Ah - addendum to previous - just found out how to fix #### problem! Still, though, left with problem of getting text to fit.


2015-10-02 10:54:18

Sally Larkham

I've tried the tips above but to no avail: some larger text areas in my 2003 apreadsheet, though wrap is on and the cells are defined as text, either do not display in their entirety (text chopped off at bottom and right of cell); or in some cases only display as "##########", though defined as text. Have tried manually adjusting borders too, but this doesn't seem to fix either problem.
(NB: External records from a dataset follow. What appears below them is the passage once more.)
PR #973, opened 2024-09-25
DS-987 | @ericbakenhus | Filter search suggestions based on full results filter

ericbakenhus:
# READY FOR REVIEW

# Summary
- Adds same base filter used by the results to the search bar
    - This will prevent expired events and events outside the current date filter range from being suggested
- (Tossed in) Fix deployment function so it's able to get unpublished stories in order to remove them from Algolia

# Review By (Date)
- Now/retro

# Criticality
- High

# Review Tasks

1. Check out this branch
3. Search for Hong Kong
4. Verify there are no suggestions

- DS-987

### DIFF
--- a/netlify/functions/handle-deploy.mts
+++ b/netlify/functions/handle-deploy.mts
@@ -47,7 +47,7 @@ export default async (req: Request) => {
     }
 
     const data: SBWebhookPayload = await JSON.parse(rawData);
-    console.log(data.text);
+    console.log(data);
     
     if (data.action !== 'published' && data.action !== 'unpublished') {
       // Trigger rebuild and stop
@@ -70,7 +70,9 @@ export default async (req: Request) => {
       oauthToken: process.env.STORYBLOK_MANAGEMENT_OAUTH_TOKEN,
     });
 
-    const storyRes = await storyblokManagement.get(`/spaces/${data.space_id}/stories/${data.story_id}`);
+    const storyRes = await storyblokManagement.get(`/spaces/${data.space_id}/stories/${data.story_id}`, {
+      version: data.action === 'published' ? 'published' : 'draft',
+    });
     const story = storyRes?.data?.story;
     const isFolder = story?.is_folder;
     const contentType = story?.content?.component;
@@ -109,7 +111,7 @@ export default async (req: Request) => {
       storiesToProcess = await storyblokContent.getAll('cdn/stories', { 
         starts_with: 'events/sync/', 
         content_type: 'synchronizedEvent', 
-        version: data.action === 'published' ? 'draft' : 'published' 
+        version: data.action === 'published' ? 'published' : 'draft' 
       }) ?? [];
 
       console.log('Event folder (un)publish event detected. Deploying...');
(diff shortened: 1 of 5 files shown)


src/components/events-discovery/eventsDiscovery.jsx
```diff
@@ -88,12 +88,17 @@ const EventDiscoveryContent = () => {
...
+              searchClient={searchClient}
+              indexName={indexName}
+              filters={filters}
+            />
           </div>
           <div className="su-block lg:su-hidden su-w-full">
             <MobileSearchBar
               searchClient={searchClient}
               indexName={indexName}
+              filters={filters}
```
ericbakenhus, line 101: Passing in the same filter used by the search results. No more expired events or events outside the current date range selection.

Might be good to refactor this in a future PR so all the current filters are taken into account.

src/components/events-discovery/components/Facets/FacetList.jsx
```diff
@@ -71,7 +71,7 @@ export const FacetList = ({ attribute, subfilter = false }) => {
     >
       {canRefine ? (
         <>
-          <DynamicWidgets>
+          <DynamicWidgets maxValuesPerFacet={1000}>
```
sherakama, line 74: This is an increase from the default, correct? We're not expecting over 1000.

netlify/functions/handle-deploy.mts
```diff
@@ -70,7 +70,9 @@ export default async (req: Request) => {
       oauthToken: process.env.STORYBLOK_MANAGEMENT_OAUTH_TOKEN,
     });
 
-    const storyRes = await storyblokManagement.get(`/spaces/${data.space_id}/stories/${data.story_id}`);
+    const storyRes = await storyblokManagement.get(`/spaces/${data.space_id}/stories/${data.story_id}`, {
+      version: data.action === 'published' ? 'published' : 'draft',
+    });
```
ericbakenhus, line 75: Can't grab the event if it's just been unpublished without asking for the draft version.

netlify/functions/handle-deploy.mts
```diff
@@ -109,7 +111,7 @@ export default async (req: Request) => {
       storiesToProcess = await storyblokContent.getAll('cdn/stories', { 
         starts_with: 'events/sync/', 
         content_type: 'synchronizedEvent', 
-        version: data.action === 'published' ? 'draft' : 'published' 
+        version: data.action === 'published' ? 'published' : 'draft'
```
ericbakenhus, line 114: I'm pretty sure this was backwards...

netlify/functions/handle-deploy.mts
```diff
@@ -47,7 +47,7 @@ export default async (req: Request) => {
     }
 
     const data: SBWebhookPayload = await JSON.parse(rawData);
-    console.log(data.text);
+    console.log(data);
```
ericbakenhus, line 50: Just log the entire SB payload.

src/components/events-discovery/components/Facets/FacetList.jsx
ericbakenhus: I can't imagine there would ever be more than 1000 subjects...

We're dynamically changing the limit in the child widget to handle the more/less button. The warning suggested that since the default value was below the limit, it might trigger two network request. So I set it to 1000 to match the larger limit value.

sherakama (approved):
Thanks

Now at wit's end, with a deadline looming!


2015-05-09 05:52:06

Norman Ouwerkerk

Most times it doesn't happen. But if you get the amount of text exactly right (or wrong, depending on your point of view), Excel will add the extra vertical whitespace.


2015-05-08 21:17:12

Ford Bailey

I am not sure why but this did not work for me.


2015-05-02 07:56:30

Norman Ouwerkerk

When using this technique, Excel sometimes adds an additional line of whitespace. This happens when you Tab or Enter to a next cell and the text in the cell happens to be almost as wide as the cell itself. Deleting the last one or two characters makes the extra whitespace line go away. If you use alt+Enter to start a new line within the cell and a following line is also almost as wide as the cell - you can copy paste to simulate this - multiple whitespace lines are added by Excel.
How can you avoid the unwanted extra whitespace lines?